• WHAT TO DO: Look through the material below. Copy each line that contains the string "lakefs".

• DATA SUPPLIED:
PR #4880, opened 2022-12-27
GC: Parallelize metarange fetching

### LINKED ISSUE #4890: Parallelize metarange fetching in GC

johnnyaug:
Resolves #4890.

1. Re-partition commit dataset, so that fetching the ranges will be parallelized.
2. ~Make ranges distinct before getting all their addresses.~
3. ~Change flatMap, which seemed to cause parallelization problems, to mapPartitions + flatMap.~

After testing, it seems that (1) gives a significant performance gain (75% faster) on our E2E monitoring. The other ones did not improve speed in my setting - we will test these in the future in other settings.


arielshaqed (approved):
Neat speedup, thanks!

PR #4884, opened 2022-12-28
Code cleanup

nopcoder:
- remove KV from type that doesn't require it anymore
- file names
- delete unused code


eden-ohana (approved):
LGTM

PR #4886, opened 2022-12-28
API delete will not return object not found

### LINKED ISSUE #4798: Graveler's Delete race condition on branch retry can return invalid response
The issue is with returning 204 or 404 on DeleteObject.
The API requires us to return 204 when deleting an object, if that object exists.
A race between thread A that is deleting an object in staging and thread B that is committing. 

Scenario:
---
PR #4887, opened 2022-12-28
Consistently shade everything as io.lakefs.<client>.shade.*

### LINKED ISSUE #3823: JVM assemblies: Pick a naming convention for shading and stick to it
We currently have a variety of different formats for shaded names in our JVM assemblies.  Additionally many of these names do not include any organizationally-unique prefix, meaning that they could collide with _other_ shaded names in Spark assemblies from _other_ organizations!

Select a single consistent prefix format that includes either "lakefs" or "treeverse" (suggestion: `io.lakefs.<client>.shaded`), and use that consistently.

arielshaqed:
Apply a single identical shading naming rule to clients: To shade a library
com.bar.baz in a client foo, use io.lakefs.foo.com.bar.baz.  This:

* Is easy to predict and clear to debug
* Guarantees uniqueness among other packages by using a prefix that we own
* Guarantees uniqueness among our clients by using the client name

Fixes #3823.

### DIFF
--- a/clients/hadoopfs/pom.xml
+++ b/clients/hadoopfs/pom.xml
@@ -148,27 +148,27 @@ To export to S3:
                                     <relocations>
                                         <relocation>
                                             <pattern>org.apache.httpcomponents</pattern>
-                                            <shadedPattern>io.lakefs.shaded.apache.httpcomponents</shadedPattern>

• THE COMPLETED TASK:
Consistently shade everything as io.lakefs.<client>.shade.*
Select a single consistent prefix format that includes either "lakefs" or "treeverse" (suggestion: `io.lakefs.<client>.shaded`), and use that consistently.
com.bar.baz in a client foo, use io.lakefs.foo.com.bar.baz.  This:
-                                            <shadedPattern>io.lakefs.shaded.apache.httpcomponents</shadedPattern>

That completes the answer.